В дверном проёме стояла закутанная с ног до головы в грязные лохмотья женщина. Своим видом она напоминала жутковатую гору старого трепья.
Будто некая дьявольская паранжа лохмотья скрывали под собой все внешние особенности.
Сказать что-то определённое про фигуру этой женщины было нельзя. Её можно было посчитать и толстой, и худой, и коренастой, и субтильной.
Определить возраст женщины также было решительно невозможно. Ей запросто можно было дать и восемнадцать лет, и все восемьдесят.
Впрочем, куда больший интерес представляло то, во что эта женщина была одета.
На ней была широкая и очень длинная, доходившая до самого пола чёрная юбка. Точнее, юбка когда-то была чёрной, но потом заметно выцвела и засалилась, потеряв первоначальный оттенок. Теперь она была цвета чёрной плесени.
Ног женщины видно не было. Юбка полностью скрывала их от зрителя.
Всё, что находилось выше пояса, было надёжно спрятано жуткими, образовывавшими плотный куль лохмотьями. Старые, изорванные до огромных дыр оренбургские платки, грязные серо-коричневые тряпки, кусок старого пальто из тёмной ткани – вся эта мерзость надёжно скрывала женское тело от глаз зрителя.
Из-под лохмотьев робко показывались засаленные до блеска манжеты чёрной сорочки. Из них выползали две скрученные в аккуратные кулачки белые как мел пухлые ладошки.
На голову женщины был повязан на манер куфии оренбургский платок. Разглядеть черты лица было совершенно невозможно.
Единственное, что проглядывало из-под лохмотьев, – так это глаза. Две круглые зелёные точки, глядящие вроде бы в никуда, но при этом пристально наблюдающие именно за тобой.
Боже, до чего страшные это были глаза!
Холодные, как два изумруда, и при этом пугающе живые, как два болотных огонька. От них исходило какое-то воистину неземное, космическое, потустороннее сияние.

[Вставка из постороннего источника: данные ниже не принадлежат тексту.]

PR #2895, opened 2024-03-11
ci: pin versions of actions for security reasons

rxri:
I believe that is a good security measure because tags can be replaced

### DIFF
--- a/.github/workflows/build.yml
+++ b/.github/workflows/build.yml
@@ -6,19 +6,15 @@ jobs:
   build:
     name: Build
     runs-on: ubuntu-latest
-
     steps:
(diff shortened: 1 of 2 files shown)


theRealPadster (approved):
Sure? Makes it less readable, so I prefer the other way, but doesn't really matter too much.

afonsojramos (changes requested):
Yes, it is more secure, but let's not go this route, because then, updating these becomes a headache. We don't have that many security concerns, specially regarding github actions. So I'd prefer if we stayed as it is.

rxri:
Ok

PR #2896, opened 2024-03-11
ci: remove 'update the homebrew tap' step

rxri:
Spicetify has its own formula in `homebrew-core` repo, https://github.com/Homebrew/homebrew-core/blob/master/Formula/s/spicetify-cli.rb, so we don't really need to maintain our own tap for this. Anyone that uses our tap should switch to core tap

Я смотрел на картину как заворожённый. Она была отвратительной и пугала меня, но в то же время я почему-то не мог оторвать от неё взора. Она притягивала меня. Было в ней что-то такое…
Я, собственно, даже и не знаю, что это такое было. Картина казалась мне живой.
Во всём полотне чувствовалась какая-то странная, совершенно непередаваемая словами торжественность. Не знаю, почему именно, но как только я увидел эту картину, мне сразу же вспомнился Дейнека со своим «На открытии колхозной электростанции».
А ещё вспомнился Рембрандт. Мрачная атмосфера, причудливая игра света и тени, напряжённые мышцы безумного насильника. Всё это заставляло вспомнить работы голландского мастера.
– Тебе нравится? – самодовольно спросила Соня. – Это я написала. «Оргазм дезертира» картина называется.
– Как? – удивлённо переспросил я.
– «Оргазм дезертира», – повторила Барнаш. – Вот дезертир, вот его оргазм, – она указала сначала на мужика, а потом на мальчика. – Я давно пишу. И рисую тоже давно. Люблю иногда порисовать или маслом на холсте намалевать что-нибудь. Это очень здорово на самом деле. Как тебе картина? Нравится? Хочешь, подарю?